I was interested in mental health and wanted to do a specialisation in psychiatry. While studying at a prestigious medical school called Nishtar Medical University in Multan, I had passed the examination to qualify for residency training in America. Following graduation in 1993, I decided to set up a hospital in my hometown. It became a multi-speciality hospital within a few years and served a large number of patients in my local community. However, I constantly had the urge to gain specialist knowledge in mental health. By that time, I was married to my classmate and had my children. It was a very busy time for me personally. My wife supported me to take the risk to acquire a postgraduate qualification, which meant having to move to the UK to pursue this. I came to the UK in 2003 to find work. What I found was there were a lot of applicants and not a lot of jobs, this was at the time I had my third child too. The initial plan was to return home once I had finished my post graduate degree. However, when I started working in the NHS, I was so blown away by the culture of the NHS and the idea of free healthcare supporting people from all walks of life that I had to stay. My family moved to the UK in 2005. We had a fair share of struggles in developing our careers but both my wife and I completed postgraduate training and started working as consultants in the NHS. It turned out to be the best decision to stay and continue working in the NHS. I didn't forget my community and continued supporting them in a variety of ways.  

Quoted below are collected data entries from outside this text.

Issue #6, opened 2017-01-22
Touchpad not initilized properly on MacBookPro13,3


roadrunner2:
Generally on boot the touchpad is unavailable; one or more '```sudo rmmod applespi && sudo modprobe applespi```' will get it working, though. This seems to indicate some initialization issue. I was able to narrow things down a bit to lines 282 - 285 (sending the ```applespi_init_commands```): if I put a loop around just those to run them 10 times, then I have a functioning touchpad on boot in about 50% of the cases. This obviously isn't a fix or even a usable workaround, of course.

Where did those magic ```applespi_init_commands``` come from? Any suggestions on how to proceed further here? Do we need to somehow trace the driver in MacOS?

cb22:
The magic command to perform the modeswitch came from monitoring what the Windows driver does and basically sending the same command. It actually does a whole host of other commands (such as getting the name and vendor of the device), but that seemed to be the one that switched it in to multitouch mode. 

[Here's](https://github.com/cb22/macbook12-spi-driver/issues/3#issuecomment-248405522) how I got the Windows driver to dump the data it was sending over the bus. Each command does have a response associated with it. 

It might work simply sending the modeswitch command repeatedly until receiving back the correct response. However, the Windows driver seems to not have to do such things, which leads me to believe there's something else (timing? additional reset commands?) at play.

Unfortunately, I don't have any deeper insight in to the protocol format at this point.

Dunedan:
I also had lots of troubles with touchpad initialization. While I noticed that altering the touchpad initalization lead to no improvement for me I found something else what fixed the problem for me every time so far. That's simply:
```
rmmod spi_pxa2xx_platform && modprobe spi_pxa2xx_platform
```

Dunedan:
The solution mentioned above is also only working the same percentage of time as reloading the `applespi` driver itself. :disappointed: 

Another thing I noticed is that even while the touchpad is in that not properly initialized state, touches are somehow registered. They don't act as clicks, but at least @roadrunner2 `appletb` driver is capable of waking up the TouchBar again on such a press. I don't know if that's already known, but I thought it's worth mentioning it.

cb22:
@Dunedan Yeah, so what happens is the touchpad can operate in two modes; one providing only basic functionality, and other giving full multitouch functionality.

[...]

Issue #9, opened 2017-01-25
2015 Macbook testing


theishshah:
It seems that the driver is primarily non-functional on the 2015model. The trackpad is essentially broken and (possibly random, need more testing) very few keystrokes are registering.

cb22:
@theishshah interesting; so it was registering some keystrokes? Last I heard about the 2015 model the SPI driver wouldn't bind properly

theishshah:
Yeah I'm not sure it seems very sporadic. It is possible that it was interpreting input from an external usb device or something, i'm not sure

Maximus-:
Under a stock linux kernel (4.11.0-rc6) with Intel LPSS modules disabled, the keyboard works again with this module on the 2015 model. However, there are a few issues. Typing is kind of slow/laggy, which could be due to systemd, but it seems unlikely. Also there are issues when typing too fast, which may be due to rollover previously mentioned. Also, trackpad doesn't work at all. It appears the data read related to trackpad is correct, but multitouch isn't properly enabled, as there's only one finger's worth of data.

Maximus-:
Update: the typing lag was due to the clock speed being set low. Bumped it up from 400kHZ to the 8MHz and now typing is nice and smooth. Key-rollover issues still occur, of course. I've got the trackpad working with the rel_x and rel_y parameters passed from the device, however I'm getting no multitouch data.

cb22:
@Maximus- interesting you say about bumping up the speed; the multitouch initialization might have to do with the issue mentioned by @roadrunner2 [here](https://github.com/cb22/macbook12-spi-driver/issues/6#issuecomment-294447181). 

Alternatively, the initialization packet might be difference on the 2015 model. That would need to be decoded from Windows and added to the driver.

Maximus-:
I'm trying to find those packets in the OS X kexts, and I've checked AppleHSSPIHIDDriver, AppleHSSPISupport, AppleIntelLpssDmac, and AppleIntelLpssGspi; I can't find any trace of them, but they may just be stored a bit differently in the binaries. Downloading the windows drivers now. 

Also some things I'm not entirely clear on:
What's the actual difference between the two machines (2015, and 2016 models)?
Why does this work when all Intel LPSS-related kernel modules are disabled? 
Furthermore, should I care about having LPSS? Battery life seems fine under linux so far.

roadrunner2:
[...]

Issue #3, opened 2016-09-16
Caps Lock LED doesn't work


cgutman:
We probably need to capture the SPI transfers that happen on Windows and macOS to turn the LED on and off to make this work.

cb22:
I captured the packet needed to do this a while back, let me dig them up. If you'd like to experiment with sniffing the SPI data yourself, here's how I did it in Windows 10:

> It's possible to get Windows to dump everything it sends on what it calls SPB - basically SPI & I2C. Open the Event Viewer and enable View -> Show Analytic and Debug Logs. Then head to Application and Services Logs -> Microsoft -> Windows -> SPB-ClassExtension. Right click on Analytic and enable it - all events will be logged. Disable it when done, and look for the 1023 events, and view the details tab - they'll give you the full buffer contents. Other events will let you know things like the direction of the transfer, etc.

There are still quite a few packets with unknown contents. Definitely a cool one to reverse would be the "force click" that happens; but to the best of my knowledge that only happens under macOS.

roadrunner2:
Can you dig up those traces? I'd love to add this functionality (and submit a pull request).

cb22:
@roadrunner2 I don't think I have them anymore, but I'll do a capture from Windows. Sorry, I haven't had much time to give to this driver as of late

roadrunner2:
I got some traces from @tudorbarascu over on issue #6, and am making progress on this - the basics are working, but still have some reliability issues. Will send a pull request when it's ready.

PR #14, opened 2017-04-23
Init fixes and caps lock led support

roadrunner2:
Apologies for sending this in one pull request, but I'm too lazy to try and tear things apart. The two big features where are the fixes to make trackpad initialization reliable, and to toggle the caps-locks led. Besides that there are some cleanups/re-factorings that I hope are acceptable.

This should fix issues #6 and #3, and is also related to #9.

### DIFF
--- a/applespi.c
+++ b/applespi.c
@@ -336,9 +336,9 @@ applespi_check_write_status(struct applespi_data *applespi, int sts)
 	u8 sts_ok[] = { 0xac, 0x27, 0x68, 0xd5 };
 
 	if (sts < 0)
-		pr_warn("Error writing to device: %d", sts);
+		pr_warn("Error writing to device: %d\n", sts);
 	else if (memcmp(applespi->tx_status, sts_ok, APPLESPI_STATUS_SIZE) != 0)
-		pr_warn("Error writing to device: %x %x %x %x",
+		pr_warn("Error writing to device: %x %x %x %x\n",
 			applespi->tx_status[0], applespi->tx_status[1],
 			applespi->tx_status[2], applespi->tx_status[3]);
 }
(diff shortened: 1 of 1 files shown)


cb22:
Great! This looks good to me. I'm without my laptop for a little bit (screen issue getting fixed), so I can't test it out myself - but if you're satisfied, then I'm happy to merge it in.

roadrunner2:
@cb22 I'm reasonably happy with the changes, but it would nevertheless be good if somebody could test them on a MacBook (8 or 9), in particular the caps-lock led functionality (the traces I based it off are from a MacBookPro13,* - it's quite likely they're the same on the MacBook's, but it's just not been tested there).

Dunedan:
Really awesome work. Hit the caps lock key multiple times today just to see the fancy LED light up. :smile:

Looking at the diff the SPI init and the caps lock LED commands look pretty similar. Any idea if there are additional commands available?

Dunedan:
One probably pretty minor issue I noticed: When reloading the `applespi` driver the `Xorg.0.log` gets filled with the following message for a few milliseconds:
```
[ 38290.618] (EE) Apple SPI Touchpad: Read error 19
```

roadrunner2:
@cb22 Everything has been confirmed working on a MacBook8 (see #9), so from my side I'm happy now.

roadrunner2:
@Dunedan Yes, the structure of the commands are quite similar - I've been able to deduce a few more things about the structures of the messages in general (e.g. I understand the 8-byte header now, and know how to detect and deal with continued messages, such as occur when more than 6 fingers are pressed), and plan to submit a pull to make use of that and do a little less black-magic bit banging. And in fact there are some other commands in the traces @tudorbarascu sent, but I haven't tried to see what they do.

As to the error: hmm, errno 19 is ```ENODEV```, and those are Xorg messages, so not sure there's anything in the driver that can be done about this.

What does being South Asian mean to you?

As a South Asian, it is important to me that I can bring my authentic self to work and into the community I live in without concern. I believe the Trust are fantastic for this, particularly at celebrating everyone’s individual cultures with awareness days and also ensuring representation is clear across teams. Understanding different perspectives comes quite natural to me due to my upbringing in a multi-generational household and diverse community. As a South Asian, my key learning is that cultures and people are different but they are not better or worse to each other. We make this world rich and beautiful by embracing diversity.

How does your South Asian background shape the work you do for the NHS?

In South Asia, there is a huge gap when it comes to quality healthcare between haves and have nots. If you are rich you will receive the highest quality of care from the private sector hospitals in Pakistan and if you don't have money you won’t be able to afford to receive much help. There are nice people and good doctors out there who do whatever they can, but that's not an answer to people receiving the right care at the right time, particularly for people who can't afford to spend on health.

Knowing what it means when we don't have a free healthcare system for the whole population has made me view healthcare differently. I have been completely invested in the NHS healthcare model. I am emotionally attached to the NHS provides and like this model to be replicated across south Asia.

This year’s theme is ‘free to be me’; what does that mean to you and is there something that you are proud of in terms of your heritage and working for the Trust? Are you working on anything exciting currently in your job?

The NHS is fantastic for being an inclusive organisation, particularly here at Derbyshire Healthcare. The ethos of the NHS is that you are allowed to be authentic self and contribute to the same shared goals and shared purpose. Individual differences in cultural heritage does not make someone less valuable, if anything it makes them more unique.

I am proud to see clear representation with our executive and non-executive directors at this Trust – it makes people like me feel accepted, understood and valued.

I am also involved in health inequality and general equality, diversity and inclusion work which aims to promote inclusion across the organisation. This is something I feel strongly about.